To the E-mail address(es) listed in
the customer account settings.

Notice shall be deemed to have been given upon transmittal thereof as to communications which are personally delivered and, as to communications made by United States mail, on the date of receipt. Cogitate may change the above address by giving notice of such change in the manner provided above for giving notice.

     7.7.     Severability. If any provision of this Agreement is determined by a court of competent jurisdiction to be invalid, void, or unenforceable, the remaining provisions hereof shall continue in full force and effect.

     7.8.     Complete Integration; Modification of Underlying Agreements.

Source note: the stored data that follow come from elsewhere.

PR #5729, opened 2019-08-31
Enable Istanbule on TransactionTests and Update the tests

winsvega:
* Enables Istanbul for transaction tests
* Update the test repo
    - All StateTests from <=constantinople are disabled (moved to LegacyTests folder)
    - The BCGeneralStateTests outdated and removed
    - Recent tests and updates to GeneralStateTests supported by geth + retesteth

### DIFF
--- a/test/tools/jsontests/TransactionTests.cpp
+++ b/test/tools/jsontests/TransactionTests.cpp
@@ -59,6 +59,9 @@ mObject getExpectSection(mValue const& _expect, eth::Network _network)
         if (networks.count(test::netIdToString(_network)))
             objVector.push_back(obj);
     }
+    if (objVector.size() == 0)
+        BOOST_ERROR("Expect network '" + test::netIdToString(_network) +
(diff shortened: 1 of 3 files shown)


test/tools/jsontests/TransactionTests.cpp
```diff
@@ -59,6 +59,9 @@ mObject getExpectSection(mValue const& _expect, eth::Network _network)
         if (networks.count(test::netIdToString(_network)))
             objVector.push_back(obj);
     }
+    if (objVector.size() == 0)
```
gumb0: Why not `BOOST_REQUIRE_MESSAGE(objVector.size() == 0, msg)`, as below?

gumb0:
@chfast The tests submodule update here disables testing all forks before Constantinople, and because of this I don't want to merge it like this.

I suggested to @winsvega to try running old forks tests via retesteth+aleth on CI.
(this is going to make it slower, but might be a better way forward in case testeth deprecation is planned)

PR #5735, opened 2019-09-04
support LegacyTests in testeth

winsvega:
update the test subrepo to latest develop
support testeth to run LegacyTests (all tests for forks <= Constantinople. inc. GeneralStateTests and its blockchain form at the moment)

```
./testeth -t LegacyTests -- --all
```

### DIFF
--- a/test/tools/jsontests/BlockChainTests.h
+++ b/test/tools/jsontests/BlockChainTests.h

This Agreement contains the entire understanding between the Parties hereto and shall supersede any other oral or written agreements, discussions and understandings of every kind and nature, including any provision to the contrary in any Underlying Agreement. No modification, addition to or waiver of any right, obligation or default shall be effective unless in writing and signed by the party against whom the same is sought to be enforced. No delay or failure of either party to exercise any right or remedy available hereunder, at law or in equity, shall act as a waiver of such right or remedy, and any waiver shall not waive any subsequent right, obligation, or default.

     7.9.     Governing Law. This Agreement shall be governed and construed in accordance with the laws of the State of Michigan. Jurisdiction of any litigation with respect to this Agreement shall be in Michigan and shall comply with Section 13 of the 9G BACKUP™ Data Storage Software End User License Agreement (Governing Law and Arbitration).

     7.10.     Effective Date. Provisions in this Agreement that are prospectively required by the HITECH Act shall have an effective date as of the effective date in the HITECH Act.